> [What to work on]: All entries below must be given again word for word.

Data Block Start

PR #5135, opened 2024-12-22
[1.7]Lua expressions in damage  formula

kdmcser:
make modder can define damage formula in gameConfig.json. 
the performance is 3~4 μs per call, so it will not make AI turns very long.


kdmcser:
unable to solve android dependencies

kambala-decapitator:
disable android temporarily on CI or set `fail-fast: false` that other platforms don't stop building, we'll merge without it and provide LuaJIT later. IIRC same issue will be with Apple and mingw.

kambala-decapitator:
you can also hide new feature under "feature flag" (a define basically) that other platforms don't fail

kdmcser:
use #ifdef in the code？

kambala-decapitator:
> use #ifdef in the code？

Yep

lib/battle/DamageCalculator.h
```diff
@@ -25,8 +26,10 @@ class DLL_LINKAGE DamageCalculator
 {
 	const CBattleInfoCallback & callback;
 	const BattleAttackInfo & info;
+    static std::unique_ptr<LuaExpressionEvaluator> attackSkillEvaluator;
+    static std::unique_ptr<LuaExpressionEvaluator> defenseSkillEvaluator;
```
IvanSavenko, line 30: Static lua states will not work when accessed from multiple threads. And BattleAI does uses multithreading. And creating lua state every time would be too costly...

Need to investigate what lua offers for concurrency.

kdmcser: how many threads will game use for damage calculator？

IvanSavenko: Why you're asking? 
As many as player has cores in CPU, possibly more.

IvanSavenko: Might actually be interesting idea - allocate N states, and then search for a free one. But probably overkill, at least for now.

So let's start with simple and straightforward solution - protect this class with mutex

kdmcser: in that solution, should I merge setVariable() and evaluate() into one function?

IvanSavenko: Yeah, makes sense

kdmcser: ok

IvanSavenko:
@kambala-decapitator 
What should we do with lua library in conan?

Should we wait for conan2 or might be better to rebuild existing conan1 package and add luajit to it?

IvanSavenko:
In that case - I'd rather keep this PR open until we can use lua on all platforms, to avoid mods that only work on some systems.

And if luajit can't be used on some platforms - consider how to handle those, like switching to pure lua as fallback

kdmcser:
If we cannot import the LuaJIT library, can we manually implement a simple Lua expression parser? I used DeepSeek to generate the parsing code:

`#include <string>
#include <memory>
#include <cmath>
#include <stdexcept>
#include <cctype>
#include <unordered_set>
#include <unordered_map>

using namespace std;

enum class TokenType {
    Number, Variable, Plus, Minus, Multiply, Divide, Modulo, Power, LeftParen, RightParen, End, Invalid
};

struct Token {
    TokenType type;
    string lexeme;
    double numberValue;

    Token(TokenType t, const string& l, double num) 
        : type(t), lexeme(l), numberValue(num) {}
};

class Lexer {
    string input;
    size_t position = 0;

    void skipWhitespace() {
        while (position < input.size() && isspace(input[position])) ++position;
    }

    Token parseNumber() {
        size_t start = position;
        bool hasDot = false;
        while (position < input.size()) {
            char c = input[position];
            if (isdigit(c)) ++position;
            else if (c == '.' && !hasDot) { hasDot = true; ++position; }
            else break;
        }
        string numStr = input.substr(start, position - start);
        try {
            return {TokenType::Number, numStr, stod(numStr)};
        } catch (...) {
            return {TokenType::Invalid, numStr, 0};
        }
    }

    Token parseIdentifier() {
        size_t start = position;
        while (position < input.size() && isalnum(input[position])) ++position;
        string id = input.substr(start, position - start);
        return {TokenType::Variable, id, 0}; // 接受所有合法标识符作为变量
    }

public:
    Lexer(const string& input) : input(input) {}

    Token getNextToken() {
        skipWhitespace();
        if (position >= input.size()) return {TokenType::End, "", 0};

        char c = input[position];
        if (isdigit(c) || c == '.') return parseNumber();
        if (isalpha(c)) return parseIdentifier();

        switch (c) {
            case '+': ++position; return {TokenType::Plus, "+", 0};
            case '-': ++position; return {TokenType::Minus, "-", 0};
            case '*': ++position; return {TokenType::Multiply, "*", 0};
            case '/': ++position; return {TokenType::Divide, "/", 0};
            case '%': ++position; return {TokenType::Modulo, "%", 0};
            case '^': ++position; return {TokenType::Power, "^", 0};
            case '(': ++position; return {TokenType::LeftParen, "(", 0};
            case ')': ++position; return {TokenType::RightParen, ")", 0};
            default: ++position; return {TokenType::Invalid, string(1, c), 0};
        }
    }
};

class ExprNode {
public:
    virtual ~ExprNode() = default;
    virtual double evaluate(const unordered_map<string, double>& vars) const = 0;
};

class BinaryOpNode : public ExprNode {
    char op;
    unique_ptr<ExprNode> left, right;

    static double lua_mod(double a, double b) {
        return a - floor(a / b) * b;
    }

public:
    BinaryOpNode(char op, unique_ptr<ExprNode> l, unique_ptr<ExprNode> r)
        : op(op), left(move(l)), right(move(r)) {}

    double evaluate(const unordered_map<string, double>& vars) const override {
        double lVal = left->evaluate(vars);
        double rVal = right->evaluate(vars);
        switch(op) {
            case '+': return lVal + rVal;
            case '-': return lVal - rVal;
            case '*': return lVal * rVal;
            case '/': 
                if (rVal == 0) throw runtime_error("Division by zero");
                return lVal / rVal;
            case '^': return pow(lVal, rVal);
            case '%': 
                if (rVal == 0) throw runtime_error("Modulo by zero");
                return lua_mod(lVal, rVal);
            default: throw runtime_error("Unknown operator");
        }
    }
};

class UnaryOpNode : public ExprNode {
    char op;
    unique_ptr<ExprNode> operand;

public:
    UnaryOpNode(char op, unique_ptr<ExprNode> node) 
        : op(op), operand(move(node)) {}

    double evaluate(const unordered_map<string, double>& vars) const override {
        double val = operand->evaluate(vars);
        return op == '-' ? -val : val;
    }
};

class VariableNode : public ExprNode {
    string name;

public:
    VariableNode(const string& name) : name(name) {}

    double evaluate(const unordered_map<string, double>& vars) const override {
        auto it = vars.find(name);
        if (it == vars.end()) {
            throw runtime_error("Undefined variable: " + name);
        }
        return it->second;
    }
};

class NumberNode : public ExprNode {
    double value;

public:
    NumberNode(double value) : value(value) {}

    double evaluate(const unordered_map<string, double>&) const override {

Data Block End

> [Result of this task]:
PR #5135, opened 2024-12-22
[1.7]Lua expressions in damage  formula

kdmcser:
make modder can define damage formula in gameConfig.json. 
the performance is 3~4 μs per call, so it will not make AI turns very long.


kdmcser:
unable to solve android dependencies

kambala-decapitator:
disable android temporarily on CI or set `fail-fast: false` that other platforms don't stop building, we'll merge without it and provide LuaJIT later. IIRC same issue will be with Apple and mingw.

kambala-decapitator:
you can also hide new feature under "feature flag" (a define basically) that other platforms don't fail

kdmcser:
use #ifdef in the code？

kambala-decapitator:
> use #ifdef in the code？

Yep

lib/battle/DamageCalculator.h
```diff
@@ -25,8 +26,10 @@ class DLL_LINKAGE DamageCalculator
 {
 	const CBattleInfoCallback & callback;
 	const BattleAttackInfo & info;
+    static std::unique_ptr<LuaExpressionEvaluator> attackSkillEvaluator;
+    static std::unique_ptr<LuaExpressionEvaluator> defenseSkillEvaluator;
```
IvanSavenko, line 30: Static lua states will not work when accessed from multiple threads. And BattleAI does uses multithreading. And creating lua state every time would be too costly...

Need to investigate what lua offers for concurrency.

kdmcser: how many threads will game use for damage calculator？

IvanSavenko: Why you're asking? 
As many as player has cores in CPU, possibly more.

IvanSavenko: Might actually be interesting idea - allocate N states, and then search for a free one. But probably overkill, at least for now.

So let's start with simple and straightforward solution - protect this class with mutex

kdmcser: in that solution, should I merge setVariable() and evaluate() into one function?

IvanSavenko: Yeah, makes sense

kdmcser: ok

IvanSavenko:
@kambala-decapitator 
What should we do with lua library in conan?

Should we wait for conan2 or might be better to rebuild existing conan1 package and add luajit to it?

IvanSavenko:
In that case - I'd rather keep this PR open until we can use lua on all platforms, to avoid mods that only work on some systems.

And if luajit can't be used on some platforms - consider how to handle those, like switching to pure lua as fallback

kdmcser:
If we cannot import the LuaJIT library, can we manually implement a simple Lua expression parser? I used DeepSeek to generate the parsing code:

`#include <string>
#include <memory>
#include <cmath>
#include <stdexcept>
#include <cctype>
#include <unordered_set>
#include <unordered_map>

using namespace std;

enum class TokenType {
    Number, Variable, Plus, Minus, Multiply, Divide, Modulo, Power, LeftParen, RightParen, End, Invalid
};

struct Token {
    TokenType type;
    string lexeme;
    double numberValue;

    Token(TokenType t, const string& l, double num) 
        : type(t), lexeme(l), numberValue(num) {}
};

class Lexer {
    string input;
    size_t position = 0;

    void skipWhitespace() {
        while (position < input.size() && isspace(input[position])) ++position;
    }

    Token parseNumber() {
        size_t start = position;
        bool hasDot = false;
        while (position < input.size()) {
            char c = input[position];
            if (isdigit(c)) ++position;
            else if (c == '.' && !hasDot) { hasDot = true; ++position; }
            else break;
        }
        string numStr = input.substr(start, position - start);
        try {
            return {TokenType::Number, numStr, stod(numStr)};
        } catch (...) {
            return {TokenType::Invalid, numStr, 0};
        }
    }

    Token parseIdentifier() {
        size_t start = position;
        while (position < input.size() && isalnum(input[position])) ++position;
        string id = input.substr(start, position - start);
        return {TokenType::Variable, id, 0}; // 接受所有合法标识符作为变量
    }

public:
    Lexer(const string& input) : input(input) {}

    Token getNextToken() {
        skipWhitespace();
        if (position >= input.size()) return {TokenType::End, "", 0};

        char c = input[position];
        if (isdigit(c) || c == '.') return parseNumber();
        if (isalpha(c)) return parseIdentifier();

        switch (c) {
            case '+': ++position; return {TokenType::Plus, "+", 0};
            case '-': ++position; return {TokenType::Minus, "-", 0};
            case '*': ++position; return {TokenType::Multiply, "*", 0};
            case '/': ++position; return {TokenType::Divide, "/", 0};
            case '%': ++position; return {TokenType::Modulo, "%", 0};
            case '^': ++position; return {TokenType::Power, "^", 0};
            case '(': ++position; return {TokenType::LeftParen, "(", 0};
            case ')': ++position; return {TokenType::RightParen, ")", 0};
            default: ++position; return {TokenType::Invalid, string(1, c), 0};
        }
    }
};

class ExprNode {
public:
    virtual ~ExprNode() = default;
    virtual double evaluate(const unordered_map<string, double>& vars) const = 0;
};

class BinaryOpNode : public ExprNode {
    char op;
    unique_ptr<ExprNode> left, right;

    static double lua_mod(double a, double b) {
        return a - floor(a / b) * b;
    }

public:
    BinaryOpNode(char op, unique_ptr<ExprNode> l, unique_ptr<ExprNode> r)
        : op(op), left(move(l)), right(move(r)) {}

    double evaluate(const unordered_map<string, double>& vars) const override {
        double lVal = left->evaluate(vars);
        double rVal = right->evaluate(vars);
        switch(op) {
            case '+': return lVal + rVal;
            case '-': return lVal - rVal;
            case '*': return lVal * rVal;
            case '/': 
                if (rVal == 0) throw runtime_error("Division by zero");
                return lVal / rVal;
            case '^': return pow(lVal, rVal);
            case '%': 
                if (rVal == 0) throw runtime_error("Modulo by zero");
                return lua_mod(lVal, rVal);
            default: throw runtime_error("Unknown operator");
        }
    }
};

class UnaryOpNode : public ExprNode {
    char op;
    unique_ptr<ExprNode> operand;

public:
    UnaryOpNode(char op, unique_ptr<ExprNode> node) 
        : op(op), operand(move(node)) {}

    double evaluate(const unordered_map<string, double>& vars) const override {
        double val = operand->evaluate(vars);
        return op == '-' ? -val : val;
    }
};

class VariableNode : public ExprNode {
    string name;

public:
    VariableNode(const string& name) : name(name) {}

    double evaluate(const unordered_map<string, double>& vars) const override {
        auto it = vars.find(name);
        if (it == vars.end()) {
            throw runtime_error("Undefined variable: " + name);
        }
        return it->second;
    }
};

class NumberNode : public ExprNode {
    double value;

public:
    NumberNode(double value) : value(value) {}

    double evaluate(const unordered_map<string, double>&) const override {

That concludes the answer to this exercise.